Using the data beneath this instruction, retype only the lines from the one that contains "PR #3598, opened 2026-08-04" down to the one that contains "- customDeploy.method: minLength", both included, exactly as they appear.
------
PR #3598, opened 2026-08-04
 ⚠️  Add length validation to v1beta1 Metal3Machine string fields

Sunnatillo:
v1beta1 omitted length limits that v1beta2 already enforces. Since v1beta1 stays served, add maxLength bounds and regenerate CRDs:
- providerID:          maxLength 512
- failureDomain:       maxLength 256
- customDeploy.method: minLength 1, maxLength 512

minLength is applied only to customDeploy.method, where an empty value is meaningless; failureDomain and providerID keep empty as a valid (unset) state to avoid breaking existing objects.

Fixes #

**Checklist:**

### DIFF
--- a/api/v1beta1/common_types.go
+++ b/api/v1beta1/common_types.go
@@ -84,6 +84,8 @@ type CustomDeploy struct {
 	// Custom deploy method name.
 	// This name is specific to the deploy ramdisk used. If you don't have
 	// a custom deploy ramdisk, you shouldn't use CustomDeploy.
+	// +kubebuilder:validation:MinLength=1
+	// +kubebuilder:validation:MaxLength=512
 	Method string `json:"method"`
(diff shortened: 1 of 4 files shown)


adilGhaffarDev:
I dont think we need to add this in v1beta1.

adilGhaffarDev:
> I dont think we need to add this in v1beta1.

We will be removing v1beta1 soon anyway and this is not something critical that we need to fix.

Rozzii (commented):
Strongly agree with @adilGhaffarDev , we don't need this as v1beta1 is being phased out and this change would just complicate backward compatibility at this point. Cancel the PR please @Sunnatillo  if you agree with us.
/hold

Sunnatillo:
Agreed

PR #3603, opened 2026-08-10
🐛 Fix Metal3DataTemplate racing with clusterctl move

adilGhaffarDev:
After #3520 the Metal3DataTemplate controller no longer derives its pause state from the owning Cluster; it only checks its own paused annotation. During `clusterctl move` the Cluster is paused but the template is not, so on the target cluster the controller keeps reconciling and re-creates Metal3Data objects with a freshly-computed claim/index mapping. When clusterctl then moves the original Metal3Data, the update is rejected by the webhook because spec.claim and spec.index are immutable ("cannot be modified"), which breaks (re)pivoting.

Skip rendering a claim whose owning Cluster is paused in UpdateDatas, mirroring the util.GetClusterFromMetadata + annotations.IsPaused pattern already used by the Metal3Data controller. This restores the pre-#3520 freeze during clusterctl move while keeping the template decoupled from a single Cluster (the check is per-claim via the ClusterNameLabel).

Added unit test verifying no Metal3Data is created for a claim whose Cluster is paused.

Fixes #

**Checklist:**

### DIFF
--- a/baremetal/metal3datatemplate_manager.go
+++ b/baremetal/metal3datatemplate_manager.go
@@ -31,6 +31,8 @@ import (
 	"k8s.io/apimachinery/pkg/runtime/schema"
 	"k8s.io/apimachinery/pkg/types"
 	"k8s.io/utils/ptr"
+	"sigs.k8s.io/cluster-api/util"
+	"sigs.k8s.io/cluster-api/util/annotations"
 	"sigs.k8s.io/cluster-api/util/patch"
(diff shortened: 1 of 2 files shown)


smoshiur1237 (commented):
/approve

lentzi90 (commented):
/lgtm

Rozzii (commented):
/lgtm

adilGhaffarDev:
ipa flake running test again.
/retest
------
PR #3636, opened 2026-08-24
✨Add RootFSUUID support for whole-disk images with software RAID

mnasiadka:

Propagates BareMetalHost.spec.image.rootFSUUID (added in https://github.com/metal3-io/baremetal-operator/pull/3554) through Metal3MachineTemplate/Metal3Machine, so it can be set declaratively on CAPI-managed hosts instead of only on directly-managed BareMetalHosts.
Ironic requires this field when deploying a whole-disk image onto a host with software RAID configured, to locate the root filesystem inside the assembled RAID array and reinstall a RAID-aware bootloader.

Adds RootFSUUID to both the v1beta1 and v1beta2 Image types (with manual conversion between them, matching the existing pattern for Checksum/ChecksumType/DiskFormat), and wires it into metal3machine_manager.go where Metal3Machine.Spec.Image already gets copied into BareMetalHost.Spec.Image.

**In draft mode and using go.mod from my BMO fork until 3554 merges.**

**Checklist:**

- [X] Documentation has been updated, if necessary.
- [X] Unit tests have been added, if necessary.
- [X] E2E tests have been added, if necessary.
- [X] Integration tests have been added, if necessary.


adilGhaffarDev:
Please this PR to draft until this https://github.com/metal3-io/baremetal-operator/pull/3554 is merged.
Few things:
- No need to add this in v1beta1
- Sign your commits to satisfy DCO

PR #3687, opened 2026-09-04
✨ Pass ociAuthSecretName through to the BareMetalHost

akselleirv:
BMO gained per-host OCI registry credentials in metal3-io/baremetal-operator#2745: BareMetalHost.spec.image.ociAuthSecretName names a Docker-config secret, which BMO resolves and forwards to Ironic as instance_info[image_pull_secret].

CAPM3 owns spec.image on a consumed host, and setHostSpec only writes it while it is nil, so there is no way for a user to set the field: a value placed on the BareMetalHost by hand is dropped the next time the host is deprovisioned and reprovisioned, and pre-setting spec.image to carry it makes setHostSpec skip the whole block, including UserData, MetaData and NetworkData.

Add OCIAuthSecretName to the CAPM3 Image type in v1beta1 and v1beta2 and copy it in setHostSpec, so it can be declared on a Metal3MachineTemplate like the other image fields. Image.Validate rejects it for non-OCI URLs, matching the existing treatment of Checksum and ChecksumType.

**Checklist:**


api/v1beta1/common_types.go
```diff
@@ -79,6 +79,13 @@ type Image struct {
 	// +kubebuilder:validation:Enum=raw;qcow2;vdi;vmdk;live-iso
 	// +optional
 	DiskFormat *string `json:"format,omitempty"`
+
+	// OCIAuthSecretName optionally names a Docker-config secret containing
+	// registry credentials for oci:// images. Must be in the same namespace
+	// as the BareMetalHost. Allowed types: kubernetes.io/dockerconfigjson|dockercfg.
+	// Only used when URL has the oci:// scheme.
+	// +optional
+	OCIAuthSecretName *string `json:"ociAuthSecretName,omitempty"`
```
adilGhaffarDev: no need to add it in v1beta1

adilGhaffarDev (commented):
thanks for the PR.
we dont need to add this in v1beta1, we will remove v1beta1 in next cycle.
------
*Exercise output:*
PR #3598, opened 2026-08-04
 ⚠️  Add length validation to v1beta1 Metal3Machine string fields

Sunnatillo:
v1beta1 omitted length limits that v1beta2 already enforces. Since v1beta1 stays served, add maxLength bounds and regenerate CRDs:
- providerID:          maxLength 512
- failureDomain:       maxLength 256
- customDeploy.method: minLength 1, maxLength 512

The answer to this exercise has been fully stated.